Work item
From the records below, copy each line that has the word "samplers" in it.

(Dataset entries)
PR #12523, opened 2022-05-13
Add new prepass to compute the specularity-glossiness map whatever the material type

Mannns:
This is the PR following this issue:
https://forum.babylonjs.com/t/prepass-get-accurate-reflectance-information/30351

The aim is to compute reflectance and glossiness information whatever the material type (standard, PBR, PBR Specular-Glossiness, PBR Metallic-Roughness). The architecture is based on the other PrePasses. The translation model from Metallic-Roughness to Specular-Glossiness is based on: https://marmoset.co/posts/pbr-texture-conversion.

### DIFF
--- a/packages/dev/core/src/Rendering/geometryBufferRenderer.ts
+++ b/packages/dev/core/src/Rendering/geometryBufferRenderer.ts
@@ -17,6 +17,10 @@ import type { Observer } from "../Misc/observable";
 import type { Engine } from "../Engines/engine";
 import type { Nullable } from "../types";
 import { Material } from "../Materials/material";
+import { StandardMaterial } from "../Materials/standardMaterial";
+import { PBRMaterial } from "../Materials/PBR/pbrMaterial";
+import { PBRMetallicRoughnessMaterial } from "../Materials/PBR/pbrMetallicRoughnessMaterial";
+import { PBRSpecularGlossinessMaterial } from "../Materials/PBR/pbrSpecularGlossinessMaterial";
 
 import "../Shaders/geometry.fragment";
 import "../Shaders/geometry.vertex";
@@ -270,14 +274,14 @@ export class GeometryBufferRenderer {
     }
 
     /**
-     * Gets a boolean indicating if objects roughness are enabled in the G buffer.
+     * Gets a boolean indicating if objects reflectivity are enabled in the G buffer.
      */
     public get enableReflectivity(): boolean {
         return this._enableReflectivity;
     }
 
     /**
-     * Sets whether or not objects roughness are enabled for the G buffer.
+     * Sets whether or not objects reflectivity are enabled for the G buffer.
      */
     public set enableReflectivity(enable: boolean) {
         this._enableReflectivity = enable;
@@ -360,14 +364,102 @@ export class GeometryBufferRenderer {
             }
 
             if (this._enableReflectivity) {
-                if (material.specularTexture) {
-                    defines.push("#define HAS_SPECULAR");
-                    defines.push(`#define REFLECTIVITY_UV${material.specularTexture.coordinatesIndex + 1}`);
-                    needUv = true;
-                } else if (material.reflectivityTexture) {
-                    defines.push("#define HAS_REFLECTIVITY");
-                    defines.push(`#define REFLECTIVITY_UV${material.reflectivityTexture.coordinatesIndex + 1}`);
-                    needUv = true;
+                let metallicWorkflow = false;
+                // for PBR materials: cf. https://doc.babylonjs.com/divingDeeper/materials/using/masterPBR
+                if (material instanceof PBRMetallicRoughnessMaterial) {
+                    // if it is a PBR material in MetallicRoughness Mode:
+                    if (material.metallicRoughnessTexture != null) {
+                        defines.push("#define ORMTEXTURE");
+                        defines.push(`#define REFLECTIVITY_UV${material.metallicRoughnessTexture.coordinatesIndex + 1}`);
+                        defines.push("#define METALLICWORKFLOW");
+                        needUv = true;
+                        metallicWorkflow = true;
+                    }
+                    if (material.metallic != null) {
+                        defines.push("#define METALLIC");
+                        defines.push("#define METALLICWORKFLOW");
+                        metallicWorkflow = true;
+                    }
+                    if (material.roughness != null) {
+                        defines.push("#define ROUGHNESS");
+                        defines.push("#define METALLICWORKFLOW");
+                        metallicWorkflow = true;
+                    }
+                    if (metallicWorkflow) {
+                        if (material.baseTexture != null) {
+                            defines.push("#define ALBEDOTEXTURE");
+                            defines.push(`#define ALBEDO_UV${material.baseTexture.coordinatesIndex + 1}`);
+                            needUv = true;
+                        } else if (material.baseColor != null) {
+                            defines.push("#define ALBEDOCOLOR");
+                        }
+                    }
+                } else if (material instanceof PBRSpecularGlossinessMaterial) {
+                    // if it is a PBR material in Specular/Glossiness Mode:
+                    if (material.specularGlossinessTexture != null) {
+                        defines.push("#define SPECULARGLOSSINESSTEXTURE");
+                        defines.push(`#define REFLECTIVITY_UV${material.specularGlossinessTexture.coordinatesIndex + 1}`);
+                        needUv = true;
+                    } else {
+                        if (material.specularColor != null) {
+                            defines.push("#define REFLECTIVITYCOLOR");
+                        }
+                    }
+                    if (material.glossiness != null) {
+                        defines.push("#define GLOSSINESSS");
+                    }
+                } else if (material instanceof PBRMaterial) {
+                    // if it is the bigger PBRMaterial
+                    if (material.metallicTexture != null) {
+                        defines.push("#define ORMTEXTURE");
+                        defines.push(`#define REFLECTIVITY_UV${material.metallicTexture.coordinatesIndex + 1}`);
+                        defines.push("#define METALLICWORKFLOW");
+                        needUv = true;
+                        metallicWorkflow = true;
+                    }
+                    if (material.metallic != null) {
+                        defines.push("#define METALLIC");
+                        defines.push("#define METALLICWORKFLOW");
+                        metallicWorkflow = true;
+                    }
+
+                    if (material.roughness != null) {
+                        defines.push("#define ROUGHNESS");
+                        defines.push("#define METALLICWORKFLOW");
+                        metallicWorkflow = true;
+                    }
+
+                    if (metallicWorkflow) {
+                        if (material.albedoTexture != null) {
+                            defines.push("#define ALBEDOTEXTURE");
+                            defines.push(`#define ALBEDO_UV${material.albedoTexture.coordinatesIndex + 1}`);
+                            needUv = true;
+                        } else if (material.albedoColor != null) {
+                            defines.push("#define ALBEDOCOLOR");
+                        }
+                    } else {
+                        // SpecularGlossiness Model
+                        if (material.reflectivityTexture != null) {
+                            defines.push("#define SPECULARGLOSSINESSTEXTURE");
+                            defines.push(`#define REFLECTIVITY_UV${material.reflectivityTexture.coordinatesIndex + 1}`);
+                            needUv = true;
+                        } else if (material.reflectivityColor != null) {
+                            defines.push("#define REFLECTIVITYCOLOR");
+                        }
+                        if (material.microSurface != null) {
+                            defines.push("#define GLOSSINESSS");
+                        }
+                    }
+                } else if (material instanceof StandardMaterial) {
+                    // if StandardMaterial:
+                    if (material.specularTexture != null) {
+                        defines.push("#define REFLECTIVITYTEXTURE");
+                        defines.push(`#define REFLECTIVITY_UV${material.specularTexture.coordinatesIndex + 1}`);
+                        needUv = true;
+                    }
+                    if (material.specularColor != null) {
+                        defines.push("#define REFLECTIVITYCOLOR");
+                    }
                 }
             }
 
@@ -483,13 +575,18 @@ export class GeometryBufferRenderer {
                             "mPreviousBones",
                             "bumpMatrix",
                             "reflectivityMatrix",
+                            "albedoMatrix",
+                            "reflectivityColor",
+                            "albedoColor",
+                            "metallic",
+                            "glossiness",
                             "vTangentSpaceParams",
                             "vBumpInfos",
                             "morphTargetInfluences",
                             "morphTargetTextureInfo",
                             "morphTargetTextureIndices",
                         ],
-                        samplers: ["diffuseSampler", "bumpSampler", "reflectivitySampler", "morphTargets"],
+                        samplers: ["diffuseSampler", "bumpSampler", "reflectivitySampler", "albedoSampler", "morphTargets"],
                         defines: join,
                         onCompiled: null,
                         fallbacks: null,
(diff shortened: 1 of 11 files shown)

Task result
-                        samplers: ["diffuseSampler", "bumpSampler", "reflectivitySampler", "morphTargets"],
+                        samplers: ["diffuseSampler", "bumpSampler", "reflectivitySampler", "albedoSampler", "morphTargets"],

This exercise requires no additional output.